# pro-tech



## buster01 (Mar 9, 2011)

Can anyone let me know where I can get replacement parts for my pro-tech bench top planer, sprockets for chain drive broke and I can't find replacements, thanks


----------



## gus (Oct 31, 2010)

can you post a pic?


----------



## buster01 (Mar 9, 2011)

A pic of the sprockets? Maybe.


----------



## buster01 (Mar 9, 2011)

gus said:


> can you post a pic?


 maybe, a pic of the sprocket?, thanks


----------



## gus (Oct 31, 2010)

or even just a picture of the machine itself. i have never heard of pro tech. but maybe there are similar machines with different names stamped on them. just a thought.


----------



## buster01 (Mar 9, 2011)

*pro tech*

Sorry Gus, I don't have that much computer abilities.
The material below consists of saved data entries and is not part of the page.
PR #469, opened 2022-11-03
Update installation.rst to set LOGIN_URL

ajcollins:
Update docs to set LOGIN_URL, which enables django's login_required decorator to use mozilla-django-keycloak's login URL.

### DIFF
--- a/docs/installation.rst
+++ b/docs/installation.rst
@@ -85,6 +85,10 @@ Start by making the following changes to your ``settings.py`` file.
    AUTHENTICATION_BACKENDS = (
        'mozilla_django_oidc.auth.OIDCAuthenticationBackend',
        # ...
+       
+   # Configure django's login_required decorator
+   # to use mozilla-django-keycloak's login URL
+   LOGIN_URL = 'oidc_authentication_init'
    )
 
 You also need to configure some OpenID Connect related settings too.


akatsoulas:
@ajcollins thank you for this PR!

Could you maybe explain why this needs to be part of the documentation? Probably there is a typo here too as you mention `keycloak` in your commit

ajcollins:
@akatsoulas thank you for considering it and for the very helpful project. Sorry for the lack of clarity and typo.

I proposed the change as, after following the mozilla_django_oidc installation instructions, views decorated with django's [`@login_required`](https://docs.djangoproject.com/en/4.1/topics/auth/default/#the-login-required-decorator
) decorator did not redirect me to authenticate through the OIDC provider. Instead redirecting to the default `/accounts/login/`.

I realise that many will add OIDC support having already set [`LOGIN_URL`](https://docs.djangoproject.com/en/4.1/ref/settings/#std-setting-LOGIN_URL) and realise that they need to update this. However, it wasn't obvious when adding OIDC support at the start of the project. Including it in the installation instructions would have set me on happy-path straight away.

I've fixed the typo and updated the comment in the code. Hopefully this improves the clarity.

akatsoulas:
Thanks @ajcollins for clarifying this!

docs/installation.rst
```diff
@@ -85,6 +85,12 @@ Start by making the following changes to your ``settings.py`` file.
    AUTHENTICATION_BACKENDS = (
        'mozilla_django_oidc.auth.OIDCAuthenticationBackend',
        # ...
+
+   # Set LOGIN_URL to mozilla_django_oidc's login URL.
```
akatsoulas, line 89: @ajcollins can you maybe rephrase this a bit to indicate that is more of a hint and not a necessary step?

ajcollins: @akatsoulas sorry for the delay. Good point. PR updated.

Maybe when daughter has a chance she could (LOL). Pro tech was a cheap power tool co. that went out of buisness maybe 6 or more years ago. If you go to www.finewoodworking.com/toolguide there is a pic of the same planer as I got . Thanks for your interest.


----------



## ccncomm (Jun 21, 2017)

I have a protech contractor series planer. I cannot find any info either. Its like they never existed - any help would be appreciated - REally looking for a manual
purchased about ten years ago

thank you 

Chris
[email protected]


----------